(Work to be completed)
In how many lines of the entries below does "optional" appear? Give only the number.

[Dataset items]
_ _ _

PR #2518, opened 2024-02-16
Update failover_group.md allowed_integration_types

gdelia-pm:
Added STORAGE INTEGRATIONS to allowed_integration_types as it's noted as supported in the below, and testing show it works.  The document also shows EXTERNAL ACCESS as an acceptable integration type but that is still in preview in GCP and not something I've tested so left it out. 

https://docs.snowflake.com/en/user-guide/account-replication-intro#replicated-objects
https://registry.terraform.io/providers/Snowflake-Labs/snowflake/latest/docs/resources/failover_group#allowed_integration_types

*


sfc-gh-asawicki:
Hey @gdelia-pm. Thanks for the contribution!

I have a few remarks until we can merge it:
1. We do not modify the doc md files directly. We update the resource schema (in this case, description) and generate the automatically (you can do this by running `make pre-push`). This change will be rewritten next time we generate the docs, so we have to follow this.
2. I would like to see an automatic test that it works. The best way would be to modify one of the tests in `failover_group_acceptance_test.go` or `failover_groups_integration_test.go`. The first one is better because we recently unskipped these tests, and the ones in the second one are still awaiting.

Can you proceed with the requested changes, or should we queue them on our side?

gdelia-pm:
I'd prefer you queue them on your side.  I've not done any of this before so suspect me trying would take way more time /effort than y'all.

sfc-gh-asawicki:
That's fine! I will queue this on our side.

sfc-gh-jmichalak:
@gdelia-pm This was fixed in https://github.com/Snowflake-Labs/terraform-provider-snowflake/pull/2776

PR #2530, opened 2024-02-20
fix: data retention time parameters follow-up

sfc-gh-jcieslak:
A follow-up for https://github.com/Snowflake-Labs/terraform-provider-snowflake/pull/2502.
In this pr I applied the same changes to the Database and Table resource. On the note side, I left some comments in the table resource. There's still a deprecated data retention parameter that I would remove because it wouldn't be used with the new implementation that always expects a value (-1 if not set). We can add a note in the migration note and change the description of the deprecated parameter stating that it doesn't have any effect on the table configuration. Also in the database tests I'm changing account-level data retention time which I think shouldn't (but may) affect other tests. I would leave it anyway, because on delete we set back the default value and crashes may occur, but very rarely (I think).

## Test Plan

* [x] acceptance tests


pkg/resources/testdata/TestAcc_Database_DefaultDataRetentionTime/WithDatabase/test.tf
```diff
@@ -0,0 +1,4 @@
+resource "snowflake_database" "test" {
```
sfc-gh-asawicki, line 1: is the name of this file okay? Shouldn't it be: withRetentionSet or smth like that? (the same with others)

pkg/resources/helpers_test.go
```diff
@@ -548,3 +548,23 @@ func queriedPrivilegesContainAtLeast(query func(client *sdk.Client, ctx context.
 		return nil
 	}
 }
+
+func updateAccountParameter(t *testing.T, client *sdk.Client, parameter sdk.AccountParameter, temporarily bool, newValue string) func() {
```
sfc-gh-asawicki, line 552: I don't like that this function puts so many cleanup's on the stack. There is much bigger change that one of them will fail. We base it also on the LIFO behavior of the t.Cleanup (which may never change but can).

As I wrote to you earlier, I think that the `updateAccountParameterTemporarily` is sufficient here. The difference is, that you should invoke the `t.Cleanup` just in the first step modifying the param and ignore it in the subsequent steps, i.e.:
```
PreConfig: func() {
		revertParameter := updateAccountParameterTemporarily(t, client, sdk.AccountParameterDataRetentionTimeInDays, "1")
		t.Cleanup(revertParameter)
}
```

```
PreConfig: func() {
		_ := updateAccountParameterTemporarily(t, client, sdk.AccountParameterDataRetentionTimeInDays, "1")
		}
```

I think we should limit the number of additional helper functions and not add the ones similar to the already existing ones.

pkg/resources/table_acceptance_test.go
```diff
@@ -1475,6 +1480,158 @@ func TestAcc_Table_MaskingPolicy(t *testing.T) {
...
+					resource.TestCheckResourceAttr("snowflake_table.test", "data_retention_time_in_days", "3"),
+					checkSchemaAndTableDataRetentionTime(id, 10, 3),
+				),
+			},
+		},
+	})
+}
+
+// proves https://github.com/Snowflake-Labs/terraform-provider-snowflake/issues/2356 issue is fixed.
+func TestAcc_Table_DefaultDataRetentionTime_SetOutsideOfTerraform(t *testing.T) {
```
sfc-gh-asawicki, line 1573: because table is at the bottom of this hierarchy, can we have a test where we clean the above objects (i.e. we clean schema - it goes to db, we later clean db - it goes to account). Just for the sake of showing the behavior in the most complex scenario. (not needed but nice)

sfc-gh-asawicki (changes requested):

docs/resources/table.md
```diff
@@ -96,7 +96,7 @@ resource "snowflake_table" "table" {
...
 - `comment` (String) Specifies a comment for the table.
 - `data_retention_days` (Number, Deprecated) Specifies the retention period for the table so that Time Travel actions (SELECT, CLONE, UNDROP) can be performed on historical data in the table. Default value is 1, if you wish to inherit the parent schema setting then pass in the schema attribute to this argument.
-- `data_retention_time_in_days` (Number) Specifies the retention period for the table so that Time Travel actions (SELECT, CLONE, UNDROP) can be performed on historical data in the table. Default value is 1, if you wish to inherit the parent schema setting then pass in the schema attribute to this argument.
+- `data_retention_time_in_days` (Number) Number of days for which Snowflake retains historical data for performing Time Travel actions (SELECT, CLONE, UNDROP) on the object. A value of 0 effectively disables Time Travel for the specified table. Default value for this field is set to -1, which is a fallback to use Snowflake default. For more information, see Understanding & Using Time Travel.
```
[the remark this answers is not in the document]
sfc-gh-jcieslak: Done

docs/resources/table.md
```diff
@@ -96,7 +96,7 @@ resource "snowflake_table" "table" {
 - `cluster_by` (List of String) A list of one or more table columns/expressions to be used as clustering key(s) for the table
 - `comment` (String) Specifies a comment for the table.
 - `data_retention_days` (Number, Deprecated) Specifies the retention period for the table so that Time Travel actions (SELECT, CLONE, UNDROP) can be performed on historical data in the table. Default value is 1, if you wish to inherit the parent schema setting then pass in the schema attribute to this argument.
```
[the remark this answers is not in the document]
sfc-gh-jcieslak: Done

pkg/resources/helpers_test.go
sfc-gh-jcieslak: I added a `temporarily` parameter earlier but for some reason didn't use it. I think I'll change it to return cleanup which feels more consistent with what we have in integration tests.

pkg/resources/table_acceptance_test.go
sfc-gh-asawicki: I just asked for one additional test with the bigger hierarchy, not to change the existing one. But I guess it's also fine to leave it as is.

MIGRATION_GUIDE.md
```diff
@@ -10,11 +10,15 @@ across different versions.
 Longer context in [#2517](https://github.com/Snowflake-Labs/terraform-provider-snowflake/issues/2517).
 After this change, one apply may be required to update the state correctly for failover group resources using `ACCOUNT PARAMETERS`.
 
-### snowflake_schema resource changes
-#### *(behavior change)* Schema `data_retention_days`
-To make `snowflake_schema.data_retention_days` truly optional field (previously it was producing plan every time when no value was set),
+### snowflake_database, snowflake_schema, and snowflake_table resource changes
+#### *(behavior change)* Database `data_retention_time_in_days` + Schema `data_retention_days` + Table `data_retention_time_in_days`
+To make data retention fields truly optional (previously they were producing plan every time when no value was set),
 we added `-1` as a possible value as set it as default. That got rid of the unexpected plans when no value is set and added possibility to use default value assigned by Snowflake (see [the data retention period](https://docs.snowflake.com/en/user-guide/data-time-travel#data-retention-period)).
```
sfc-gh-asawicki, line 16: should it be `and set it as default` instead of `as set it as default.`?

I also had a thought recently, that we could add a issue link to give more context to the migrations.

pkg/resources/helpers_test.go
sfc-gh-asawicki: Okay, I meant to reuse the same method or at least copy the existing one (because it is currently not importable), so that we do not have too many methods doing the exact same thing. Please just leave a TODO comment with SNOW-936093 and add it to the description of the issue (to merge this two eventually).

pkg/resources/table_acceptance_test.go
```diff
@@ -1475,6 +1480,175 @@ func TestAcc_Table_MaskingPolicy(t *testing.T) {
...
+	resource.Test(t, resource.TestCase{
+		ProtoV6ProviderFactories: acc.TestAccProtoV6ProviderFactories,
+		PreCheck:                 func() { acc.TestAccPreCheck(t) },
+		TerraformVersionChecks: []tfversion.TerraformVersionCheck{
+			tfversion.RequireAbove(tfversion.Version1_5_0),
+		},
+		CheckDestroy: testAccCheckTableDestroy,
+		Steps: []resource.TestStep{
+			{
+				ConfigDirectory: acc.ConfigurationDirectory("TestAcc_Table_DefaultDataRetentionTime/WithDatabaseDataRetentionSet"),
```
sfc-gh-asawicki, line 1520: one last thought... We should check setting explicit -1 (to -1 and from -1)

sfc-gh-asawicki (approved):
Let's apply requested changes in the following PR (will be easier to review).

sfc-gh-asawicki (approved):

_ _ _

(Answer box)
2